While purchasing a new fitted kitchen can entail significant costs, the benefits of revamping the kitchen make it an attractive option for many homeowners. Fitted kitchens showcase professional design, installation and finishing, and can dramatically increase the value of the house or give the family home a new lease of life. But given the recent collapse in the housing market and pressure of the global recession, just how often do people choose to change their kitchens in these straitened economic times?
While the exact number of new installations every year is not readily available, activity within the UK kitchen furniture market give a good indication of the relative popularity of new kitchen designs with homeowners. According to AMA Research, the British kitchen furniture market went from strength to strength in the period 2002-2007, with the total market reaching a value of £1.4 billion. This suggests that there was a growing trend of fitting new kitchen furniture, with homeowners Fitted kitchens looking to update their designs, take advantage of new features and increase the value of their homes. However, with the financial crisis in 2008 and the collapse of the housing market, there was a significant decline in the kitchen furniture market that continued into 2009 and only stabilised in 2010. This suggests a consequent drop in the number of people opting for new fitted kitchens.
What does this suggest about the change in homeowners attitudes in this period? Clearly, the onset of financial crisis put an immense amount of pressure on household budgets, impacting on the demand for ‘non-essential’ products. More important, perhaps, is the impact of the collapse in the housing market. Many people choose to install a new kitchen in order to increase value in their home, so with the slowdown in the housing market comes a decreased interest in value-boosting fitting new kitchen furniture.

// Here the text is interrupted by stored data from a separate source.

PR #2510, opened 2024-11-21
Reduces the amount of ruin Z levels

StrangeWeirdKitten:
We have memory issues and we need to start cutting down on it. I'd rather keep our ghost roles intact and the Interlink intact with this being the first solution.

Halves the amount of ruin Z levels that spawn. (7 to 4 by default)

### DIFF
--- a/code/__DEFINES/maps.dm
+++ b/code/__DEFINES/maps.dm
@@ -171,7 +171,7 @@ Always compile, always use that verb, and always make sure that it works for wha
 #define PLACE_ISOLATED "isolated" //On isolated ruin z level
 
 ///Map generation defines
-#define DEFAULT_SPACE_RUIN_LEVELS 4
+#define DEFAULT_SPACE_RUIN_LEVELS 4 // Bubber Edit - ORG: 7
 #define DEFAULT_SPACE_EMPTY_LEVELS 1
 
 #define BIOME_LOW_HEAT "low_heat"
--- a/code/__DEFINES/maps.dm
+++ b/code/__DEFINES/maps.dm
@@ -171,7 +171,7 @@ Always compile, always use that verb, and always make sure that it works for wha
 #define PLACE_ISOLATED "isolated" //On isolated ruin z level
 
 ///Map generation defines
-#define DEFAULT_SPACE_RUIN_LEVELS 7
+#define DEFAULT_SPACE_RUIN_LEVELS 4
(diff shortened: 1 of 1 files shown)


NargaInDisguise:
Will this overall decrease the amount of ruins to explore? If so that'll be a little sad.

Majkl-J:
> Will this overall decrease the amount of ruins to explore? If so that'll be a little sad.

Yes but the only other short term option is lowering the player cap or somehow getting lummox to make the engine 64bit

Swiftfeather:
> > Will this overall decrease the amount of ruins to explore? If so that'll be a little sad.
> 
> Yes but the only other short term option is lowering the player cap or somehow getting lummox to make the engine 64bit

we should get lummox to update it to 64 bit. That seems like the easiest choice :)

NargaInDisguise:
> > Will this overall decrease the amount of ruins to explore? If so that'll be a little sad.
> 
> Yes but the only other short term option is lowering the player cap or somehow getting lummox to make the engine 64bit

Augh...
Goodbye space exploration, you will be missed...

MajManatee:
Can we increase ruins per Z level slightly to try and compensate?

Hemlock32:
7 to 4 is an absurd decrease, as if space isn't already neutered and barren enough as is.

ReturnToZender:
> [Hemlock32](/Hemlock32)
WD: Server crashed! Rebooting...

StrangeWeirdKitten:
I haven't touched the ruin tokens so theoretically the same amount should spawn. 

I'll investigate later to see if this is the case.

StrangeWeirdKitten:
I increased the tokens from 10 to 16 for hopefully better ruin density. It's going to be monitored though, but there was a very substantial improvement on memory and ultimately we have to look at cutting *something*.

Cyprex:
👍 Pretty simple change, easily reverted once we get memory under control. Vaguely related- when I profiled init times w/ tracy it was shown that we spend a ton of time trying (and failing) to place down ruins, was this addressed at some point?

StrangeWeirdKitten:
> 👍 Pretty simple change, easily reverted once we get memory under control. Vaguely related- when I profiled init times w/ tracy it was shown that we spend a ton of time trying (and failing) to place down ruins, was this addressed at some point?

Yes that was when the config had 80 space ruin tokens in it. I killed that number (currently it's 16)

PR #2514, opened 2024-11-21
Modularity Cleanup: Quirks

xPokee:
## About The Pull Request
I moved all of the modular quirks from SR and Bubber to the same folder/filepath, previously they were split up in multiple different places.
## Why It's Good For The Game
It helps people when looking for things while coding or code diving due to them all being in one place.
## Proof Of Testing
It compiled and ran.
## Changelog
:cl:
code: moved a bunch of modular quirk files to the same folder
/:cl:


ReturnToZender:
We don't use veteran so if you want you can remove any code related to it. We've had a hacky fix that makes everyone count as a veteran since forever

nevimer:
> We don't use veteran so if you want you can remove any code related to it. We've had a hacky fix that makes everyone count as a veteran since forever

Probably out of the scope of this PR, but veteran checks are entirely un-needed.

Majkl-J (approved):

What does this suggest about future trends and the frequency of homeowners buying new kitchen furniture in the future? For one, it suggests that the market for fitted and semi-fitted kitchens is largely dictated by fluctuations in the housing market, meaning manufacturers and retailers should seek to adapt accordingly to trends in this area. It’s important to note, though, that the last decade saw a persistent and growing interest in home improvement that should help to drive this market as household incomes begin to grow again. Homeowners are now more aware of the psychological role their kitchen plays at the heart of their home, meaning they’re more attentive to changing preferences towards colours, materials and layouts. The homeowner’s enduring search for the ‘perfect’ kitchen should help to drive renewed interest in professionally built kitchens, especially as new styles, appliances and trends enter the consumer consciousness.